PROBLEM DETAILS:
Entries follow. Give back exactly the lines starting at the one containing "managed target repo" and ending at the one containing "## Business Logic Summary", and no other lines.

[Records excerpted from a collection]
PR #1169, opened 2026-04-13
security: prevent target repo .env from leaking into subprocesses (#1135)

Wirasm:
## Summary

- Problem: Target repo `.env` files leaked into both Claude Code and Bun script subprocesses. Claude Code runs via Bun, which auto-loads `.env` from CWD. This caused (1) repo secrets leaking into AI subprocesses, and (2) repo API keys silently overriding Archon's auth (breaking global auth).
- What changed: Added `--no-env-file` to both Claude Code subprocess spawning (`executableArgs`) and Bun script node execution. Removed the entire scanning/consent model which was the wrong fix for this problem.
- What did **not** change: `stripCwdEnv()` boot protection, managed env injection (config.yaml env: + DB vars), `{ ...process.env }` subprocess env construction

## E2E Evidence

Tested from within a Claude Code session against a repo with contaminated `.env`:

**Claude prompt node — before fix:**
```
LEAKED_PROMPT_TEST: SHOULD_NOT_SEE_THIS
SECRET_SAUCE: repo-only
+ "Invalid API key" error (repo's fake key overrode global auth)
```

**Claude prompt node — after fix (`executableArgs: ['--no-env-file']`):**
```
LEAKED_PROMPT_TEST: not set
SECRET_SAUCE: not set
+ global auth works correctly
```

**Bun script node — before fix:**
```
LEAKED: LEAKED_FROM_SCRIPT_CWD = yes_this_leaked
```

**Bun script node — after fix (`bun --no-env-file -e`):**
```
CLEAN: LEAKED_FROM_SCRIPT_CWD not set
```

**Bash node** — always clean (bash doesn't auto-load `.env`).

**Late registration via curl** — registered repo after server boot, ran workflow, zero leaks in both bash and bun nodes.

## Architecture

```
Archon boot:
  stripCwdEnv() ──▶ clean process.env ──▶ load ~/.archon/.env

Subprocess paths (all now protected):
  Claude provider ─▶ executableArgs: ['--no-env-file'] ─▶ Claude Code skips .env
  Bun script nodes ▶ bun --no-env-file -e <code>        ─▶ Bun skips .env
  Bash nodes ──────▶ inherited process.env               ─▶ bash doesn't auto-load

Registration:
  ✅ always succeeds (no scanning, no consent)
```

## Change Metadata

- Change type: `security`
- Primary scope: `multi`
- Closes #1135

## Changes

**Fix: Claude Code subprocess env leak (packages/providers/src/claude/provider.ts)**
[...]

PR #1596, opened 2026-05-06
fix(workflows): bun script nodes — use --env-file=<null> to actually suppress cwd .env auto-load

### LINKED ISSUE #1135: security: zero env leaks from managed repos into provider subprocesses
## Problem

Archon manages many target repos/codebases. Those repos may contain `.env` files with API keys, secrets, and credentials.

The policy for target repo env should be simple:

**Target repo/project env must never be loaded into the Archon process, and must never be forwarded to Archon provider subprocesses.**

This means:

- `~/.archon/.env` is trusted Archon-owned config and may be loaded
- the Archon repo `.env` may be loaded in dev/source mode
- target repo/project `.env` files are **never** loaded into Archon
- target repo/project `.env` values are **never** inherited by provider subprocesses
- there is **no consent / opt-in / bypass path** for target repo env

Important distinction:

- **ambient target repo env** is forbidden
- **explicit Archon-managed env** is still allowed

Allowed explicit env sources:

- `~/.archon/.env`
- Archon dev/source `.env`
- `.archon/config.yaml` `env:` values
- per-codebase env vars stored in Archon DB and injected intentionally

The current design still carries a consent model (`allow_env_keys`, `allow_target_repo_keys`, `--allow-env-keys`) and that is the wrong primitive for the intended security boundary.

## Required Invariant

At all times:

- `process.env` must not contain env vars sourced from any managed target repo
- provider subprocess env must be built from trusted Archon-owned env only
- repo registration must not create a path where target repo env becomes allowed later
- cross-repo contamination must be impossible in long-lived Archon processes

## Business Logic Summary

This issue is not primarily about implementation details. It is about the product rule Archon should enforce.

### Plain-language rule

When a user points Archon at a target repo:

- Archon may inspect the repo
- Archon may run tools in the repo
- Archon may use Archon-managed credentials and config
- Archon must **not** silently inherit that repo's own `.env` secrets

In business terms:

- a target repo's secrets belong to that repo/application, not to Archon
- Archon should never bill the wrong API account because it picked up a repo's `.env`
- Archon should never “sometimes allow it if the user clicks consent”
- the behavior should be deterministic and easy to explain:
  - if the repo has sensitive keys in auto-loaded `.env` files, Archon refuses to use that repo until the user removes or relocates those keys

### Current vs desired business behavior

| Surface | Current behavior | Desired behavior |
| --- | --- | --- |
| Repo registration (`/clone`, Add Project, CLI register) | Scan repo, block by default, but allow override/consent | Scan repo, block if sensitive keys are found, no override |
| Provider spawn / workflow execution | Scan again, but skip the check if consent was granted earlier | Always block if sensitive keys are present in auto-loaded repo `.env` files |
| Archon process startup in repo cwd | Boot cleanup strips leaked repo env after Bun auto-load | Keep this protection; Archon process must stay clean |
| Provider subprocess env | Nested-session/debugger markers are sanitized, but repo-env policy still relies on separate gating | Keep sanitization, but never allow target repo `.env` to become acceptable |
| Product policy shown to users | “You can acknowledge risk and allow env keys” | “Target repo `.env` secrets are not allowed; remove or relocate them” |

### Stakeholder-level decision

This issue should resolve one product question clearly:

**Should Archon ever allow a target repo's ambient `.env` secrets to be used by Archon or its provider subprocesses?**

The answer for this issue is:

**No. Never.**

That means the system should stop modeling this as a consent workflow and instead model it as a hard safety boundary.

### 1. Remove the consent model

These primitives should be removed rather than hardened:

- codebase-level `allow_env_keys`
- config-level `allow_target_repo_keys`
- CLI `--allow-env-keys`
- UI/API flows that grant env-key consent
- remediation copy that tells users to allow or bypass repo env leakage

Registration-time scanning can remain, but only as:

- detection
- refusal / warning / audit

Not as a consent gate.

### 2. Treat target repo env as untrusted input, never trusted config

Archon should only trust:

- `~/.archon/.env`
- Archon dev/source env
- explicit Archon config values (`.archon/config.yaml env:` and DB env vars)

It should never treat target repo `.env` as valid runtime input for either:

- the Archon process
- Claude/Codex/future provider subprocesses

### 3. Harden subprocess env construction

Provider subprocess env must not be `{ ...process.env }` unless `process.env` is already proven clean and the allowed key set is explicit.

The safer direction is:

- start from trusted Archon-owned env
- sanitize nested-session/debugger markers
- explicitly merge only Archon-controlled additions
- never merge target repo env

### 4. Cover late registration and long-lived process cases

Boot-time stripping is not sufficient by itself.

Audit and harden all cases where the process outlives repo registration or repo switching:

- late-registered codebases
- `/clone`
- Web UI project registration
- CLI invocation from target-repo cwd
- long-lived server process handling multiple repos
- provider subprocesses spawned after multiple repo transitions

## Audit Findings

The current codebase still encodes a consent/bypass model in multiple places:

- registration path:
  - `packages/core/src/handlers/clone.ts`
  - supports per-call bypass via `allowEnvKeys`
  - supports global bypass via merged `allowTargetRepoKeys`
- scanner/remediation copy:
  - `packages/core/src/utils/env-leak-scanner.ts`
  - instructs users to re-run with `--allow-env-keys`, toggle UI consent, or set global bypass
- config model:
  - `packages/core/src/config/config-types.ts`
  - global and repo-level `allow_target_repo_keys`
- config loading:
  - `packages/core/src/config/config-loader.ts`
  - merges global and repo-level bypass into effective `allowTargetRepoKeys`
- DB model:
  - `remote_agent_codebases.allow_env_keys`
  - represented in code at `packages/core/src/db/codebases.ts`
- API/UI surface:
  - `packages/server/src/routes/api.ts`
  - `PATCH /api/codebases/{id}` is explicitly a consent-flag route
  - `packages/server/src/routes/schemas/codebase.schemas.ts` exposes `allow_env_keys`
- CLI surface:
  - `packages/cli/src/cli.ts`
  - exposes `--allow-env-keys`
- startup behavior:
  - `packages/server/src/index.ts`
  - startup scan is currently skipped when global bypass is enabled
- provider subprocess env construction:
  - `packages/providers/src/claude/provider.ts`
  - `buildSubprocessEnv()` still returns `{ ...process.env }`

This issue should remove the consent model end-to-end, not just harden one call site.

## Acceptance Criteria

- [ ] No target repo/project `.env` keys are ever present in Archon `process.env`
- [ ] No target repo/project `.env` keys are ever present in provider subprocess env
- [ ] Cross-repo contamination is impossible: subprocess for repo A has zero repo-env keys from repo B
- [ ] Late-registered repos are as safe as boot-time repos
- [ ] Consent/bypass primitives for target repo env are removed
- [ ] `allow_env_keys` is removed from DB/API/types
- [ ] `allow_target_repo_keys` is removed from config/types/loading
- [ ] `--allow-env-keys` is removed from the CLI
- [ ] Registration and scan flows no longer instruct users to allow or bypass repo env leakage
- [ ] Env protection is enforced by platform/bootstrap/runtime boundaries, not by individual providers
- [ ] Audit covers all provider call sites and subprocess env construction paths
- [ ] Explicit Archon-managed env injection still works:
  - `.archon/config.yaml env:`
  - DB-managed per-codebase env vars

## Non-Goals

- Allowing repo env with user consent
- Per-codebase env exemptions
- Global YAML bypass for repo env leakage

## Related

- #1150 — nested Claude marker leakage shows subprocess env needs its own hardening
- #991 — previous `sendQuery()` env-leak gate bug
- Provider extraction / Phase 1: caller-side safety ownership remains correct, but the target policy must be “never allow,” not “allow with consent”

nabilragab:
## Summary

- **Problem**: The `script:` nodes (`runtime: bun`) tried to suppress Bun's cwd `.env` auto-load with `--no-env-file`, but that flag only disables explicit `--env-file=…` args — Bun still auto-loads `.env` from the script's execution directory regardless. The previously-tolerated regression-test (`bun script node does not leak repo .env from execution cwd`) under #1135 has been failing for that reason.
- **Why it matters**: Defense-in-depth security boundary. The user-facing protection comes from the registration-time gate landed in #1169 (refuses repos whose auto-loaded `.env` contains sensitive keys), but the in-process subprocess layer was silently a no-op.
- **What changed**: Switched both `script:` node call sites to `--env-file=/dev/null` (POSIX) / `--env-file=NUL` (Windows). Verified empirically against bun 1.3.x. Two test assertions updated to match. CHANGELOG entry under `[Unreleased] → Fixed`.
- **What did NOT change (scope boundary)**: Bash nodes (no Bun involvement), the registration-time gate from #1169, parent-process `stripCwdEnv()` boot protection, claude/codex provider env construction, no schema/migration/config changes.

### Before

\`\`\`
User                   Archon                          script: subprocess
────                   ──────                          ──────────────────
runs workflow ──────▶  spawns:
                       bun --no-env-file -e <code>    bun starts in cwd
                       (intent: no .env auto-load)    auto-loads ./.env  ← LEAKS
                                                       process.env has
                                                       repo secrets
sees broken            (defense-in-depth gate
test                    silently bypassed)
\`\`\`

### After

\`\`\`
User                   Archon                              script: subprocess
────                   ──────                              ──────────────────
runs workflow ──────▶  spawns:
                       bun *--env-file=/dev/null* -e <c>  bun starts in cwd
                                                          *skips* ./.env auto-load
                                                          process.env clean
                                                          (only Archon-managed
                                                           envVars present)
\`\`\`

### Before

\`\`\`
packages/workflows/src/dag-executor.ts
       │
       │ spawnScript()
       ▼
   execFileAsync('bun', ['--no-env-file', '-e', code], {cwd, env})
                          │
                          └─ no-op for cwd auto-load (Bun bug/feature)
\`\`\`

### After

\`\`\`
packages/workflows/src/dag-executor.ts
       │ + BUN_NULL_ENV_FILE constant (POSIX: /dev/null, Win32: NUL)
       │
       │ spawnScript()
       ▼
   execFileAsync('bun', ['--env-file=' + BUN_NULL_ENV_FILE, '-e', code], {cwd, env})
                          │
                          └─ Bun reads empty file → skips cwd auto-load
\`\`\`

**Connection inventory**:

| dag-executor.ts | bun subprocess | **modified** | flag changed; same call site |
| dag-executor.test.ts | spawn assertion | **modified** | matches new flag form |
| script-node-deps.test.ts | spawn assertion | **modified** | matches new flag form |
| dag-executor.ts | bash subprocess | unchanged | bash nodes never used the flag |

## Label Snapshot

- Risk: \`risk: low\`
- Size: \`size: XS\`
- Scope: \`workflows\`
- Module: \`workflows:dag-executor\`

## Change Metadata

- Change type: \`bug\` (defense-in-depth security boundary that was silently broken)
- Primary scope: \`workflows\`

## Linked Issue

- Closes #1135 (the test regression layer; the user-facing gate was already closed by #1169)

\`\`\`bash
$ bun run validate
# all packages: 0 fail across the suite
# (specifically: dag-executor.test.ts 206/206 pass; script-node-deps.test.ts 0 fail)
\`\`\`

- Evidence: full \`bun run validate\` exited 0 with no failures across all 14 test invocations
- Empirical verification of the flag form:
  \`\`\`
  with --no-env-file:        \"should_not_appear\"   ← still leaks
  with --env-file=/dev/null: \"CLEAN\"              ← actually works
  with BUN_DISABLE_DOTENV=1: \"should_not_appear\"   ← also doesn't help
  \`\`\`

## Security Impact (required)

- Secrets/tokens handling changed? **No** — this strengthens an existing boundary
- Risk: this is a security strengthening, not a relaxation

## Compatibility / Migration

- Backward compatible? **Yes** — pure flag swap, no schema/config/API changes
- Config/env changes? **No**

- Verified scenarios:
  - Empirical leak reproduction with both flag forms (manual `bun -e` test)
  - Full \`bun run validate\` end-to-end
  - Three deterministic re-runs of dag-executor.test.ts (206/206 each time)
- Edge cases checked:
  - Inline script path (\`bun -e <code>\`) — line 1504 in dag-executor.ts
  - Named script path (\`bun run <path>\`) — line 1591 in dag-executor.ts
  - Both call sites use the same constant
- What was not verified:
  - Windows execution (no Windows machine handy) — used \`process.platform === 'win32' ? 'NUL' : '/dev/null'\` per Bun's documented Windows null-device support; unit-test assertion accommodates both forms

- Affected subsystems/workflows: only \`script:\` DAG nodes with \`runtime: bun\` — bash nodes, prompt nodes, command nodes, claude_code nodes are untouched
- Potential unintended effects: if a user was *relying* on the leak (intentionally putting secrets in a target repo \`.env\` for their script to pick up), their workflow will now see those secrets missing. Per Archon's security model (#1135, #1169) this was never supported — they should use \`.archon/config.yaml env:\` or per-codebase env vars instead
- Guardrails/monitoring for early detection: the regression test now passes; CI catches any future flag regressions

## Rollback Plan (required)

- Fast rollback: revert this single commit; the previous (broken-but-tolerated) state returns
- Feature flags or config toggles: none required
- Observable failure symptoms: \`script:\` node fails to find an env var its inline code expects, where that env var was *previously* leaked from the cwd \`.env\`. (Indicates user was relying on the leak — not a bug to roll back, but worth a note in support.)

## Risks and Mitigations

- **Risk**: A user's existing script silently relied on the leak.
  - **Mitigation**: Migration path is documented in the existing \`.archon/config.yaml env:\` and per-codebase env-vars surfaces. The CHANGELOG entry frames the change as a security fix and points at the supported paths.
- **Risk**: Future Bun version changes the meaning of \`--env-file=/dev/null\`.
  - **Mitigation**: The two test assertions catch any flag-shape regression on every CI run; the empirical test embedded in the existing regression test (\`bun script node does not leak repo .env\`) catches behavior changes.

## Summary by CodeRabbit

* **Bug Fixes**
  * Prevented unintended .env auto-loading when running scripts with Bun, ensuring scripts no longer inherit workspace cwd env variables.

* **Changed**
  * Bun script invocation now uses an explicit, cross-platform null env-file argument (POSIX and Windows) for more reliable environment isolation and test consistency.

### DIFF
--- a/CHANGELOG.md
+++ b/CHANGELOG.md
@@ -20,6 +20,7 @@ and this project adheres to [Semantic Versioning](https://semver.org/spec/v2.0.0
 
 - Docker: `git config --global --add safe.directory` in the entrypoint now de-duplicates entries before adding, preventing unbounded growth of `~/.gitconfig` now that `/home/appuser` is persisted (#1518).
 - Docker: `setup-auth` now warns at startup when `CODEX_*` env vars are absent but a persisted `~/.codex/auth.json` from a previous run still exists, so operators don't accidentally use stale or revoked credentials (#1518).
+- `script:` nodes (`runtime: bun`) now actually suppress Bun's cwd `.env` auto-load. The previous `--no-env-file` flag turns out to only disable explicit `--env-file=…` args — Bun still auto-loads `.env` from the script's execution directory regardless. Switched to `--env-file=/dev/null` (POSIX) / `--env-file=NUL` (Windows), which is the only argument form that actually short-circuits the auto-load. Verified empirically against bun 1.3.x. Resolves the previously-tolerated `bun script node does not leak repo .env from execution cwd` test under #1135 — the registration-time gate from #1169 was the primary protection; this is the defense-in-depth layer that is now also honest.
 
 ## [0.3.10] - 2026-04-29
 
--- a/packages/workflows/src/dag-executor.test.ts
+++ b/packages/workflows/src/dag-executor.test.ts
@@ -6511,9 +6511,15 @@ describe('executeDagWorkflow -- script nodes', () => {
       { ...minimalConfig, envVars: { MY_SECRET: 'abc123' } }
     );
 
+    // The first arg suppresses Bun's cwd .env auto-load. `--no-env-file`
+    // doesn't actually do that — it only disables explicit `--env-file=…`
+    // args. The portable null-env-file value is `/dev/null` on POSIX and
+    // `NUL` on Windows; we accept either so the test runs on both.
+    const expectedNullEnvArg =
+      process.platform === 'win32' ? '--env-file=NUL' : '--env-file=/dev/null';
     expect(execSpy).toHaveBeenCalledWith(
       'bun',
-      ['--no-env-file', '-e', 'console.log("ok")'],
+      [expectedNullEnvArg, '-e', 'console.log("ok")'],
       expect.objectContaining({
         env: expect.objectContaining({ MY_SECRET: 'abc123' }),
       })
--- a/packages/workflows/src/dag-executor.test.ts
+++ b/packages/workflows/src/dag-executor.test.ts
@@ -37,6 +37,7 @@ import {
   checkTriggerRule,
   substituteNodeOutputRefs,
   executeDagWorkflow,
+  BUN_NULL_ENV_FILE,
 } from './dag-executor';
 import { loadMcpConfig } from '@archon/providers/claude/provider';
 import type { DagNode, BashNode, ScriptNode, NodeOutput, WorkflowRun } from './schemas';
@@ -6514,12 +6515,10 @@ describe('executeDagWorkflow -- script nodes', () => {
     // The first arg suppresses Bun's cwd .env auto-load. `--no-env-file`
     // doesn't actually do that — it only disables explicit `--env-file=…`
     // args. The portable null-env-file value is `/dev/null` on POSIX and
-    // `NUL` on Windows; we accept either so the test runs on both.
-    const expectedNullEnvArg =
-      process.platform === 'win32' ? '--env-file=NUL' : '--env-file=/dev/null';
+    // `NUL` on Windows; the imported constant resolves to the right one.
     expect(execSpy).toHaveBeenCalledWith(
       'bun',
-      [expectedNullEnvArg, '-e', 'console.log("ok")'],
+      [`--env-file=${BUN_NULL_ENV_FILE}`, '-e', 'console.log("ok")'],
       expect.objectContaining({
         env: expect.objectContaining({ MY_SECRET: 'abc123' }),
       })
--- a/packages/workflows/src/dag-executor.ts
+++ b/packages/workflows/src/dag-executor.ts
@@ -1257,6 +1257,16 @@ async function executeNodeInternal(
 const SUBPROCESS_DEFAULT_TIMEOUT = 120_000;
 
 /**
+ * Empty file Bun is pointed at via `--env-file=` to suppress its
+ * cwd `.env` auto-load for `script:` nodes. `--no-env-file` only
+ * disables explicit `--env-file=…` args; the cwd auto-load survives
+ * unless we point Bun at a real (empty) file. `/dev/null` on POSIX,
+ * `NUL` on Windows. (Verified empirically against bun 1.3.x — see
+ * the regression test in `dag-executor.test.ts` for #1135.)
+ */
+const BUN_NULL_ENV_FILE = process.platform === 'win32' ? 'NUL' : '/dev/null';
+
+/**
  * Execute a bash (shell script) DAG node.
  * Runs the script via `bash -c`, captures stdout as node output.
  * No AI session is created — bash nodes are free/deterministic.
@@ -1498,10 +1508,13 @@ async function executeScriptNode(
       // Inline code execution
       if (node.runtime === 'bun') {
         cmd = 'bun';
-        // --no-env-file prevents Bun from auto-loading .env from the execution
-        // cwd (the target repo). Without this, repo .env leaks into the script
-        // subprocess despite Archon's parent process cleanup.
-        args = ['--no-env-file', '-e', finalScript];
+        // Suppress Bun's auto-load of `.env` from the execution cwd
+        // (the target repo). `--no-env-file` ONLY disables explicit
+        // `--env-file=…` args — it does NOT stop the cwd auto-load.
+        // The portable way to actually suppress the auto-load is to
+        // point Bun at an empty file: `/dev/null` on POSIX, `NUL` on
+        // Windows. Verified empirically against bun 1.3.x.
+        args = [`--env-file=${BUN_NULL_ENV_FILE}`, '-e', finalScript];
       } else {
         // uv run --with dep1 --with dep2 python -c <code>
         cmd = 'uv';
@@ -1509,7 +1522,8 @@ async function executeScriptNode(
         args = ['run', ...withFlags, 'python', '-c', finalScript];
       }
     } else {
-      // Named script — look up across repo and home scopes.
+      // Named script — look up across repo and home scopes. Same
+      // `--env-file=<null>` rationale as inline scripts above.
       // Precedence: <cwd>/.archon/scripts/ > ~/.archon/scripts/ (repo wins).
       // Wrap discovery in its own try/catch so a permission error on ~/.archon/scripts/
       // isn't mis-attributed by the outer catch's "permission denied (check cwd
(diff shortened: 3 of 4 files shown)


nabilragab:
Reviewed the two findings:

**🧹 Nit (accepted)** — exported `BUN_NULL_ENV_FILE` from `dag-executor.ts` and replaced the duplicated platform ternary in both test files with the imported constant. Pushed as `7303d06f`.

**🔴 "Critical" (rejected)** — the suggestion to swap `--env-file=${BUN_NULL_ENV_FILE}` back to `--no-env-file` would re-introduce the exact bug this PR fixes. The Bun docs CodeRabbit cited describe `--no-env-file`'s _intent_, not its actual behavior on Bun 1.3.x. Empirically verified before opening this PR (also documented in the CHANGELOG and PR body):

```
flag                          | observed cwd .env auto-load
------------------------------+----------------------------
--no-env-file                 | STILL LEAKS (no-op for auto-load)
--env-file=/dev/null          | suppressed (this PR)
BUN_DISABLE_DOTENV=1          | STILL LEAKS
```

Re-confirmed end-to-end this morning via the regression workflow `env-leak-probe.yaml` against this branch: with the fix → output `CLEAN`; reverted to `--no-env-file` → output `should_not_appear` (leaked). The test in `dag-executor.test.ts` (`bun script node does not leak repo .env from execution cwd`) is the locked-in regression guard, and it would fail again under the suggested change.

Tracking upstream as a separate item; if Bun later changes `--no-env-file` to also suppress cwd auto-load, we can revisit. Until then the null-device pattern is the only flag form that actually achieves the goal.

ANSWER SPACE:
- `process.env` must not contain env vars sourced from any managed target repo
- provider subprocess env must be built from trusted Archon-owned env only
- repo registration must not create a path where target repo env becomes allowed later
- cross-repo contamination must be impossible in long-lived Archon processes

## Business Logic Summary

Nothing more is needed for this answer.